Task details: Filter the records below for the word "should". Copy each line that holds it.

◆ ◆ ◆ ◆ ◆

PR #5654, opened 2026-08-19
test: add transactionIndex acceptance coverage for eth_* methods

### LINKED ISSUE #5243: [Track] eth_getBlockByNumber includes child (internal) transactions in block transaction list
## Summary

eth_getBlockByNumber returns child/internal transactions as top-level transactions in the block, violating the Ethereum JSON-RPC spec. Only parent transactions should appear. The transactionIndex field should be calculated based on the final "EVM Block" order of transactions.

## Reproduction

Block 0x593810f (Mainnet block 93552911) returns 5 transactions but should return 3:

```
curl --request POST \
  --url https://mainnet.hashio.io/api/ \
  --data '{"jsonrpc":"2.0","method":"eth_getBlockByNumber","id":1,"params":["0x593810f",true]}'
```

Expected: 3 transactions - 1 EthereumTransaction, 1 HAPI ContractCall (parent), 1 synthetic crypto transfer

Actual: 5 transactions - the 3 above plus 2 child transactions

## Root Cause

The `/api/v1/contracts/results` endpoint correctly excludes child transactions by default (internal=false). However, the `/api/v1/contracts/results/logs` endpoint returns logs from all transactions, including those emitted by child transactions.

In `blockWorker.ts`, the `populateSyntheticTransactions` function creates a synthetic transaction for every unique `transaction_hash` found in the logs that isn't already in the contract results. Since child transaction hashes are absent from the contract results (filtered by internal=false) but present in the logs, they get synthetic transactions created for them.

## Affected functions

- getBlock() - feeds eth_getBlockByNumber / eth_getBlockByHash
- loadBlockExecutionData() - feeds eth_getBlockReceipts / raw receipt encoding
- getLogsWithParams() - feeds eth_getLogs

## Proposed fix

Add a parallel call to /contracts/results with internal=true to retrieve all contract result hashes (including children). Compute childHashes = allHashes − parentHashes, then pre-filter logs to exclude entries whose transaction_hash is in childHashes before passing to populateSyntheticTransactions.

ValentinVPK:
### Description

This PR adds acceptance coverage for `transactionIndex` across the eight `eth_*` methods affected by #5243.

◆ ◆ ◆ ◆ ◆

Answer to this problem:
eth_getBlockByNumber returns child/internal transactions as top-level transactions in the block, violating the Ethereum JSON-RPC spec. Only parent transactions should appear. The transactionIndex field should be calculated based on the final "EVM Block" order of transactions.
Block 0x593810f (Mainnet block 93552911) returns 5 transactions but should return 3:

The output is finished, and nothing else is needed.